As to the form of their “terrible death”, in broad strokes what R. Nachman, and the rabbinic tradition more generally, understood by the term “askera” is reflected in the Gemara Shabbat 33b which quotes a number of Sages in Yavne (including some quoted in the above Gemara in Yevamot) who describe it as starting in the intestines and then spreading to inflame the esophagus to the point of closure (as alluded to in Psalms 63:12), and thus is to be considered a punishment for lashon hara (or gossip.) The Midrash Tanchuma (Miketz 10:2) considers askera to be the most painful of all causes of death, and based on this the Hafetz Hayyim (Shemirat Halashon 1: 8:6) concludes that lashon hara is “the most serious sin of all.”
Centuries later, Rambam (Hil. Ta’aniyot 2:13) lists askera as an example of an infectious disease causing the death of a number of people in a single city, to be considered a communal affliction (tzarat tzibbur) that requires public fasting and sounding of the shofar. The Shulhan Arukh (OH 576:5) adopts the Rambam’s language verbatim. At the end of the 19th century the Mishnah Berurah similarly decrees a public fast day for askera which has spread to numerous individuals in a city, even if only one death has resulted. And in the early 20th Century the Arukh Hashulhan (OH 576:12) considered “the childhood disease known as diphtheria which is a form of askera that closes up the esophagus” to require a public fast day. In any case, if the askera from which R. Akiva’s students suffered was related to a suffocating disease such as diphtheria it would surely have resulted in what the Gemara calls “a terrible death.”
There is one further question we can address. Is there any external historical evidence of such an epidemic in the 2nd century Middle East? One candidate would be the so-called Antonine Plague that ravaged large areas of the Roman Empire starting in 165 CE, as attested by the famed contemporary medical practitioner, Galen. The disease apparently started in the battle of Seleucia on the Tigris (in today’s Iraq), and was brought back to Rome by returning troops. One is tempted to identify this with the death of R. Akiva’s students in the generation following R. Akiva’s own death in 135 CE. The problem, however, is that such a notion is contradicted by the passage in Yevamot which reverses the order – by stating clearly that the students died in an early stage of R. Akiva’s career, after which he cultivated and taught a new, later generation of those who would become leading Tannaim. Thus, it is implausible to equate their askera with the later Antonine Plague that occurred some 30 years after R. Akiva’s death. Rather their epidemic would have to have been a localized outbreak which subsequent generations attributed to more specific spiritual and moral shortcomings.

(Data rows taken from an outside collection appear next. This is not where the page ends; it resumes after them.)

PR #42, opened 2021-02-22
lndclient: ChanInfo to include pending htlc values and direction

bhandras:
#### Pull Request Checklist

~- [x] Version compatibility matrix in the README and minimal required version
      in `lnd_services.go` are updated.~

### DIFF
--- a/lightning_client.go
+++ b/lightning_client.go
@@ -276,6 +276,9 @@ type ChannelInfo struct {
 	// NumPendingHtlcs is the count of pending htlcs on this channel.
 	NumPendingHtlcs int
 
+	// PendingHtlcs stores the pending HTLCs (amount and direction).
+	PendingHtlcs []PendingHtlc
+
 	// CSVDelay is the csv delay for our funds.
 	CSVDelay uint64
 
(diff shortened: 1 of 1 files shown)


lightning_client.go
```diff
@@ -1310,6 +1323,15 @@ type InvoiceHtlc struct {
 	ResolveTime time.Time
 }
 
+// PendingHtlc represents a HTLC that is currently pending on some channel.
+type PendingHtlc struct {
+	// Incoming is true if the HTLC is incoming.
+	Incoming bool
+
+	// Amount is the amount in millisatoshis that this HTLC represents.
+	Amount btcutil.Amount
```
guggero, line 1332: Should use `lnwire.MilliSatoshi` if it's in fact millisatoshis.

guggero (approved):
LGTM, just one comment about the HTLC amount :tada:

lightning_client.go
bhandras: It's in satoshis though

guggero: Okay, then fixing the comment should be enough.

bhandras: Sorry the comment was copy pasted. Fixed now.

PR #45, opened 2021-03-08
mod: bump to final version of lnd v0.12.0

guggero:
This PR bumps the `lnd-12-0` branch to the final version of `lnd`.

#### Pull Request Checklist

### DIFF
--- a/go.mod
+++ b/go.mod
@@ -7,8 +7,7 @@ require (
 	github.com/btcsuite/btclog v0.0.0-20170628155309-84c8d2346e9f
 	github.com/btcsuite/btcutil v1.0.2
 	github.com/btcsuite/btcwallet/wtxmgr v1.2.0
-	//TODO(carla): bump to 0.12 once cut.
-	github.com/lightningnetwork/lnd v0.12.0-beta.rc6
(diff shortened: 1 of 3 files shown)


carlaKC (approved):
🕺

carlaKC:
When we merge the 0.12 branch into master, are we going to squash it down at all? Could be nice to have this commit first and get rid of all the intermediate mod bumps. Not sure what we did last time.

guggero:
Yeah, we can do that, sure. We haven't yet merged any of the branches. Had a discussion about it recently with @bhandras and we decided to not yet merge but instead continue with the rebasing pattern.
Because once we merge, we can't add new functionality to our other projects without also increasing the minimum backward compatible version.

What's your opinion on this, @carlaKC? How many versions back should we try to keep backward compatible?

carlaKC:
> instead continue with the rebasing pattern

Yeah that sounds good to me! There's still a lot of older APIs missing in `lndclient` so I'm definitely for allowing space to add those without bumping minimum version.

> How many versions back should we try to keep backward compatible?

This is a magic number, but maybe 2? We could also just see how the rebase burden goes and play it by ear.

bhandras (approved):

PR #49, opened 2021-05-06
multi: add custom rpc timeout to lndclient

carlaKC:
Add the option to overwrite our existing hard-set 30 second timeout for lndclient rpc calls.

There is an argument for making this a per-call option, but I think that it's reasonable to have the option to be able to override the default value for all calls? Adding this now doesn't exclude the option of coming back to add per-call timeouts if we want them. 

#### Pull Request Checklist

### DIFF
--- a/chainnotifier_client.go
+++ b/chainnotifier_client.go
@@ -4,6 +4,7 @@ import (
 	"context"
 	"fmt"
 	"sync"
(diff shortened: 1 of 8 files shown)


guggero (approved):
Very nice, LGTM :100:

PR #55, opened 2021-05-19
lnd_services: make unlock wait compatible with lnd 0.13

guggero:
The new version 0.13 of lnd doesn't return the same RPC error codes
anymore if its wallet is still locked. We need to do some string
matching here to avoid needing to pull in the 0.13 version as a
dependency which would nullify our efforts to have backward compatible
branches of lndclient.

#### Pull Request Checklist

### DIFF
--- a/lnd_services.go
+++ b/lnd_services.go
@@ -6,6 +6,7 @@ import (
 	"fmt"
 	"net"
 	"path/filepath"
+	"strings"
 	"time"
 
 	"github.com/btcsuite/btcd/chaincfg"
@@ -64,6 +65,16 @@ var (
 	// required for lndclient to work.
 	DefaultBuildTags = []string{
 		"signrpc", "walletrpc", "chainrpc", "invoicesrpc",
+	}
+
+	// lnd13UnlockErrors is the list of errors that lnd 0.13 and later
+	// returns when the wallet is locked or not ready yet.
+	lnd13UnlockErrors = []string{
+		"waiting to start, RPC services not available",
+		"wallet not created, create one to enable full RPC access",
+		"wallet locked, unlock it to enable full RPC access",
+		"the RPC server is in the process of starting up, but not " +
+			"yet ready to accept calls",
 	}
 )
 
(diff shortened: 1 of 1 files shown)


carlaKC (approved):
LGTM! 

Just to confirm, the idea is to add this here so that wait for unlocked works for old + 0.13 clients, and then we will get rid of this on the 0.13 branch and just use the unlocker? 

Tested the following cases with `loopd` / v0.12 + v0.13 and all in order!
- Lnd not running at all at `loopd` startup, client shuts down
- Lnd locked at `loopd` startup, client waits for unlock
- Lnd unlocked at `loopd` startup, client ok

guggero:
> Just to confirm, the idea is to add this here so that wait for unlocked works for old + 0.13 clients, and then we will get rid of this on the 0.13 branch and just use the unlocker?

Yes, the `lnd-13-0` branch already has its own unlocking logic that uses the new status RPC. When rebasing that branch I'm going to remove this logic again as we require `lnd v0.13.0` to run that branch anyway.

lnd_services.go
```diff
@@ -448,6 +459,14 @@ func getLndInfo(ctx context.Context, ln lnrpc.LightningClient,
 		// Unlocked, ok: lnd is unlocked, no error
 		// Unlocked, not ok: lnd is unlocked but in bad state, err
 		//
+		// For nodes of version 0.13 and later, we don't get any of the
+		// Unimplemented/Unavailable codes anymore since the RPC server
+		// is up the whole time. Instead we need to look at the error
+		// message itself. We can't just use the state RPC in that case
+		// either because that would mean we'd need to pull in the 0.13
```
halseth, line 466: Good comment, now I understand the problem better 👍

halseth (approved):
Great, turned out not so bad 💯

guggero:
Thanks for the reviews!
I exported the `IsUnlockError()` function so we can also use it in LiT. Did a smoke test and this seems to work fine in the combinations I tested.
Going to merge and rebase the other branches.

PR #56, opened 2021-05-25
lndclient: add (incomplete) QueryRoutes

bhandras:
#### Pull Request Checklist

~- [ ] Version compatibility matrix in the README and minimal required version
      in `lnd_services.go` are updated.~
~- [ ] Update `macaroon_recipes.go` if your PR adds a new method that is called
  differently than the RPC method it invokes.~

### DIFF
--- a/lightning_client.go
+++ b/lightning_client.go
@@ -886,12 +886,6 @@ type QueryRoutesResponse struct {
 }
 
 var (
-	// ErrMalformedServerResponse is returned when the swap and/or prepay
-	// invoice is malformed.
-	ErrMalformedServerResponse = errors.New(
-		"one or more invoices are malformed",
-	)
-
 	// ErrNoRouteFound is returned if we can't find a path with the passed
 	// parameters.
 	ErrNoRouteFound = errors.New("no route found")
--- a/lightning_client.go
+++ b/lightning_client.go
@@ -168,6 +168,11 @@ type LightningClient interface {
 	// macaroon permissions that are required to access them.
 	ListPermissions(ctx context.Context) (map[string][]MacaroonPermission,
 		error)
+
+	// QueryRoutes can query LND to return a route (with fees) between two
+	// vertices.
+	QueryRoutes(ctx context.Context, req QueryRoutesRequest) (
+		*QueryRoutesResponse, error)
 }
 
 // Info contains info about the connected lnd node.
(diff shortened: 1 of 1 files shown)


lightning_client.go
```diff
@@ -806,6 +811,80 @@ type NetworkInfo struct {
...
 
+// QueryRoutesRequest is the request of a QueryRoutes call.
+type QueryRoutesRequest struct {
+	// Source is the optional source vertex of the route.
+	Source *route.Vertex
+
+	// PubKey is the destination vertex.
+	PubKey route.Vertex
+
+	// LastHop is the optional last hop befor the destination.
```
carlaKC, line 822: s/befor/before

lightning_client.go
```diff
@@ -806,6 +811,80 @@ type NetworkInfo struct {
...
+	LastHop *route.Vertex
+
+	// RouteHints represents the different routing hints that can be used to
+	// assist the router. These hints will act as optional intermediate hops
+	// along the route.
+	RouteHints [][]zpay32.HopHint
```
carlaKC, line 828: What does "optional intermediate hops" mean? I think we only supply hints for the final hop? 
Nitty though, I guess in theory we could have hints for other private channels that don't belong to the last hop?

lightning_client.go
```diff
@@ -3098,3 +3177,88 @@ func (s *lightningClient) ListPermissions(
...
+		return nil, err
+	}
+
+	resp, err := s.client.QueryRoutes(rpcCtx, rpcReq)
+	if err != nil {
+		return nil, err
+	}
+
+	if len(resp.Routes) == 0 {
+		return nil, fmt.Errorf("no route found")
```
carlaKC, line 3246: Can we define this error so that callers don't need to string match?

lightning_client.go
```diff
@@ -3098,3 +3177,88 @@ func (s *lightningClient) ListPermissions(
...
+	}
+
+	route := resp.Routes[0]
```
carlaKC, line 3249: How does lnd sort routes if there are more than one? Might make sense to always return the cheapest route (perhaps 0 index is already that?)

carlaKC (commented):
Looking good! Why is this "incomplete", because we only return one route?

lightning_client.go
bhandras: Hop hints are used to simply extend the graph and while the router knows about them, inclusion in the final route is not guaranteed.

lightning_client.go
bhandras: LND always returns one route, the `repeated` property in the proto is just there for historical reasons as far as I can see.

bhandras:
> Looking good! Why is this "incomplete", because we only return one route?

Incomplete because a bunch of things are not returned (TLV, MPP records, etc).

lightning_client.go
bhandras: done

lightning_client.go
bhandras: "Repurposed" an error for this as it seems there were some unused one in the file.

guggero (approved):
LGTM :tada:

lightning_client.go
carlaKC: Ah I see, TIL.

carlaKC (approved):
🌟

PR #260, opened 2018-03-05
Added Content-Disposition header on fetch attachment

### LINKED ISSUE #258: Attachments download
I faced with an issue when I tried to download [attachment](https://bbp-nexus.epfl.ch/dev/v0/data/bbp/electrophysiology/trace/v0.1.0/01dde9fc-8504-413e-9e48-23122b9dfbec/attachment). Filename is not the proper one. Can you fix this according to originalfilename field? Many thanks

umbreak:
Fixes #258

### DIFF
--- a/modules/service/src/main/scala/ch/epfl/bluebrain/nexus/kg/service/routes/InstanceRoutes.scala
+++ b/modules/service/src/main/scala/ch/epfl/bluebrain/nexus/kg/service/routes/InstanceRoutes.scala
@@ -1,9 +1,10 @@
 package ch.epfl.bluebrain.nexus.kg.service.routes
 
+import java.net.URLDecoder
 import java.time.Clock
 
 import akka.http.scaladsl.model._
-import akka.http.scaladsl.model.headers.OAuth2BearerToken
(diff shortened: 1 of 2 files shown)


modules/service/src/main/scala/ch/epfl/bluebrain/nexus/kg/service/routes/InstanceRoutes.scala
```diff
@@ -188,7 +192,10 @@ class InstanceRoutes(instances: Instances[Future, Source[ByteString, Any], Sourc
                   case Some((info, source)) =>
                     val ct =
                       ContentType.parse(info.mediaType).getOrElse(ContentTypes.`application/octet-stream`)
-                    complete(HttpEntity(ct, info.contentSize.value, source))
+                    val filename = decodedFilenameOrElse(info, "attachment")
+                    respondWithHeaders(RawHeader(s"Content-Disposition", s"attachment; filename*= UTF-8''$filename")) {
```
bogdanromanx: the filename needs to be encoded

PR #264, opened 2018-03-09
Add Kamon tracing

hygt:


modules/service/src/main/scala/ch/epfl/bluebrain/nexus/kg/service/routes/InstanceRoutes.scala
```diff
@@ -247,7 +248,7 @@ class InstanceRoutes(instances: Instances[Future, Source[ByteString, Any], Sourc
               (authenticateCaller & authorizeResource(resource, Write)) { implicit caller =>
                 fileUpload("file") {
                   case (metadata, byteSource) =>
-                    operationName("createInstanceAttachment") {
+                    tracing.trace("createInstanceAttachment") {
```
bogdanromanx: needs setting `includeRequestEntity = false` to exclude tracing the attachment regardless of its size or mediatype

PR #278, opened 2018-03-28
Added logback and codecov

umbreak:


.jvmopts
```diff
@@ -5,3 +5,4 @@
 -XX:+TieredCompilation
 -XX:+UseG1GC
 -XX:MaxMetaspaceSize=2G
+-XX:-UseGCOverheadLimit
```
hygt: I don't think this does anything with the G1 GC

umbreak:
@hygt I don't have access to merge in this project. Can you give access to me and to @wwajerowicz ?

PR #294, opened 2018-04-06
Resolved imported data and use it during validation

umbreak:


modules/core/src/test/resources/resolver/schemas/schema.json
```diff
@@ -0,0 +1,258 @@
...
+    },
+    "seeAlso": {
+      "@id": "rdfs:seeAlso",
+      "@type": "@id"
+    },
+    "this": "{{base}}/schemas/nexus/core/quantitativevalue/v0.3.0/shapes/"
+  },
+  "@type": "nxv:Schema",
+  "imports": [
+    "{{base}}/data/nexus/ontologies/unit/v0.1.0/62395ccd-bd3d-4fbb-8ca0-beb333d563b6"
```
bogdanromanx: I think this schema should also import another schema to make sure that the behaviour doesn't break in that scenario.

modules/core/src/main/scala/ch/epfl/bluebrain/nexus/kg/core/AggregatedImportResolver.scala
```diff
@@ -20,11 +22,15 @@ class AggregatedImportResolver[F[_]](
     instanceImportResolver: InstanceImportResolver[F])(implicit F: MonadError[F, Throwable])
     extends ImportResolver[F] {
 
-  override def apply(schema: ShaclSchema): F[Set[ShaclSchema]] =
-    for {
-      setSchemas   <- schemaImportResolver(schema)
-      setInstances <- instanceImportResolver(schema)
-    } yield (setSchemas ++ setInstances)
+  override def apply(schema: ShaclSchema): F[Set[ShaclSchema]] = {
```
bogdanromanx: Do we still need the AggregatedImportResolver?

modules/core/src/test/resources/resolver/schemas/schema.json
bogdanromanx: What I mean by that is a test with a schema that imports both another schema and an instance to make sure we don't throw an error.

PR #296, opened 2018-04-12
Added commands, events, state and serialization for them

umbreak:


modules/core/src/main/scala/ch/epfl/bluebrain/nexus/kg/core/persistence/Serializer.scala
```diff
@@ -0,0 +1,72 @@
...
+      manifest match {
+        case `EventName` =>
+          decode[Event](new String(bytes, UTF_8)) match {
+            case Left(err)    => throw err
+            case Right(value) => value
+          }
+        case _ => throw new NotSerializableException(manifest)
+      }
+
+    val identifier = 1234567
```
hygt: Is this OK? :smile:

bogdanromanx: NO! :)

How about `1050` (`"nexus-json".getBytes.map(_.toInt).sum`) ?

modules/core/src/main/scala/ch/epfl/bluebrain/nexus/kg/core/resources/Key.scala
```diff
@@ -0,0 +1,23 @@
...
+import io.circe.{Decoder, Encoder, Json}
+
+/**
+  * The unique key which identifies a representation of a resource
+  *
+  * @param projectRef the identifier for the project. TODO: Change the type to a [ProjectReference]
+  * @param resourceId the unique identifier (inside this project) of the current resource. TODO: Change the type to a [IRI] or [Id]
+  * @param schemaId   the unique identifier (inside this project) of the schema which constrains this resource. TODO: Change the type to a [IRI] or [Id]
+  */
+final case class Key(projectRef: String, resourceId: String, schemaId: String)
```
bogdanromanx: how about `ResourceId`? `Key` seems a bit generic...

modules/core/src/main/scala/ch/epfl/bluebrain/nexus/kg/core/resources/Payload.scala
```diff
@@ -0,0 +1,32 @@
+package ch.epfl.bluebrain.nexus.kg.core.resources
+
+import io.circe.Json
+
+/**
+  * Enumeration type for payloads.
+  */
+sealed trait Payload extends Product with Serializable
```
bogdanromanx: I'm wondering if it would be better to define this as:
`final case class Payload(mediaType: String, value: String)`
thoughts?

modules/core/src/main/scala/ch/epfl/bluebrain/nexus/kg/core/resources/attachment/Attachment.scala
```diff
@@ -0,0 +1,48 @@
...
+// TODO: Use refined type for fileUri
+//    final def apply(uri: String, info: Info): Either[String, Attachment] =
+//      if (uri == null || uri.isEmpty) Left("'fileUri' field cannot be empty")
+//      else Right(new Attachment(uri, info))
+
+  /**
+    * Holds all metadata information related to an attachment
+    * that we want to expose through the service.
+    *
+    * @param originalFileName the original filename of the attached file
```
bogdanromanx: if we support multiple attachments, we can now consider using `filename` instead of `originalFileName`.

modules/core/src/main/scala/ch/epfl/bluebrain/nexus/kg/core/persistence/Serializer.scala
umbreak: Yes: https://doc.akka.io/docs/akka/2.5.4/java/serialization.html

modules/core/src/main/scala/ch/epfl/bluebrain/nexus/kg/core/resources/Key.scala
```diff
@@ -0,0 +1,23 @@
...
+object Key {
+
+  implicit val encodeKey: Encoder[Key] = Encoder.encodeJson.contramap {
+    case Key(project, resource, schema) =>
+      Json.obj("@id"     -> Json.fromString(resource),
+               "project" -> Json.fromString(project),
```
bogdanromanx: maybe we should also handle the `project` as an `@id` (in terms of jsonld) to ensure an accurate Event description in JsonLd

modules/core/src/main/scala/ch/epfl/bluebrain/nexus/kg/core/persistence/Serializer.scala
bogdanromanx: it doesn't mean we should use `1234567`...

modules/core/src/main/scala/ch/epfl/bluebrain/nexus/kg/core/resources/Key.scala
umbreak: the resource id is one of the fields of the key, so calling the whole thing `ResourceId` is weird

modules/core/src/main/scala/ch/epfl/bluebrain/nexus/kg/core/resources/Payload.scala
umbreak: Why this should be better? I prefer to have a more strict type. In encoding and decoding is easier. We tried the other approach already

PR #307, opened 2018-04-19
Added some refined types

umbreak:


modules/core/src/main/scala/ch/epfl/bluebrain/nexus/kg/core/resources/attachment/Attachment.scala
```diff
@@ -3,51 +3,56 @@ package ch.epfl.bluebrain.nexus.kg.core.resources.attachment
 import java.util.UUID
 
 import ch.epfl.bluebrain.nexus.kg.core.resources.attachment.FileStream.StoredSummary
-
+import eu.timepit.refined.api.RefType.refinedRefType.unsafeWrap
+import eu.timepit.refined.api.Refined
+import eu.timepit.refined.collection.NonEmpty
+import eu.timepit.refined.string.Uuid
```
hygt: Let's add a blank line :smiley:

PR #318, opened 2018-06-07
WIP: Resources

bogdanromanx:


src/main/scala/ch/epfl/bluebrain/nexus/kg/resources/Resources.scala
```diff
@@ -136,11 +138,57 @@ object Resources {
...
+        .values
+        .flatMap { vs =>
+          val set = vs.toSet
+          Some(set.contains(nxv.Schema) || set.contains(owl.Ontology))
+        }
+        .getOrElse(false)
+
+    def importsValues(id: AbsoluteIri, g: Graph): Set[Ref] =
+      if (canImport(id, g))
+        g.objects(_ == IriNode(id), _ == owl.imports).unorderedFoldMap {
```
umbreak: If you import `import ch.epfl.bluebrain.nexus.rdf.Graph._` you can directly do:

```scala
g.objects(IriNode(id), owl.imports)
```

PR #328, opened 2018-06-13
Added project and organization metadata

### LINKED ISSUE #327: Add project and organization to metadata
This will be useful for federated queries, for example

umbreak:
Fixes #327

### DIFF
--- a/src/main/scala/ch/epfl/bluebrain/nexus/kg/resources/ProjectRef.scala
+++ b/src/main/scala/ch/epfl/bluebrain/nexus/kg/resources/ProjectRef.scala
@@ -1,8 +1,38 @@
 package ch.epfl.bluebrain.nexus.kg.resources
 
+import ch.epfl.bluebrain.nexus.rdf.Iri.Path._
+import ch.epfl.bluebrain.nexus.rdf.Iri._
+
 /**
   * A stable project reference.
   *
-  * @param id the underlying stable identifier for a project
+  * @param id The unique identifier for a project
+  * @param organization The unique identifier for the project's organization
   */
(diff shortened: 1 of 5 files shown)


src/main/scala/ch/epfl/bluebrain/nexus/kg/resources/ProjectRef.scala
```diff
@@ -1,8 +1,38 @@
...
+
 /**
   * A stable project reference.
   *
-  * @param id the underlying stable identifier for a project
+  * @param id the unique identifier for a project
+  * @param organization the unique identifier for the project's organization
   */
-final case class ProjectRef(id: String)
+final case class ProjectRef(id: AbsoluteIri, organization: OrganizationRef) {}
```
bogdanromanx: I'm not sure about this; we need the project reference to include the _uuid_ of the project so we can use it when persisting things into the store; the _labels_ of organizations and projects need to be flexible to change later on such that we can do renames in admin without affecting the data in kg.

I do agree that the metadata is valuable, but maybe that can be handled at the routes level rather than impacting the whole codebase.

bogdanromanx: We also need to be able to create a resource id from a simple parent _uuid_ without jumping in between service calls.
I would recommend keeping the `ProjectRef` as is and just use the _uuid_s of projects and organizations; if expanding a project _uuid_ into its `AbsoluteIri` and the parent organization `AbsoluteIri` is necessary we can do it though the `P` type param of `ResourceF[P, S, A]`.

PR #332, opened 2018-06-13
Added aliasOrCurie path directive

umbreak:


src/main/scala/ch/epfl/bluebrain/nexus/kg/directives/PathDirectives.scala
```diff
@@ -0,0 +1,32 @@
...
+        case _                         => (s, "")
+      }
+      prefixMappings.get(prefix).flatMap(p => Iri.absolute(s"${p.show}$ref").toOption)
+    }
+  }
+
+  private def prefixMappings(implicit mappings: List[LoosePrefixMapping]): Map[String, AbsoluteIri] =
+    mappings.foldLeft(Map.empty[String, AbsoluteIri]) {
+      case (acc, LoosePrefixMapping(prefix, ns)) =>
+        acc + (prefix.value -> Iri.absolute(ns.value).toOption.get)
```
bogdanromanx: Option.get can throw; I recommend dropping the values that result in a None...

umbreak: It should never through because `AliasOrNamespace` is a type controlled by `refined` which can be safely converted to a `Uri`

PR #336, opened 2018-06-15
Moved additionalTypes logic to Absolute Iri analysis

umbreak:


src/main/scala/ch/epfl/bluebrain/nexus/kg/resources/syntax.scala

In conclusion, the sad fate of so many of R. Akiva’s disciples at the hands of a terrible infectious disease in a period of Jewish history that was already so filled with pain, suffering, and death, and the response of their near contemporaries to somehow use that traumatic event as an opportunity for personal self-examination, should at the very least give us added reason to engage in our own modest heshbon hanefesh (introspection.) Doing so will allow us to reach the always salutary goal of achieving a higher level of moral sensitivity and respect for the well-being of our families, communities, countries, and humanity at large. As we face our own current challenges in dealing with this fearfully destructive world-wide pandemic, let us be inspired by the example of our forebears, to explore our own paths to abiding good health and longevity, as well as spiritual and moral growth, each in our own unique way.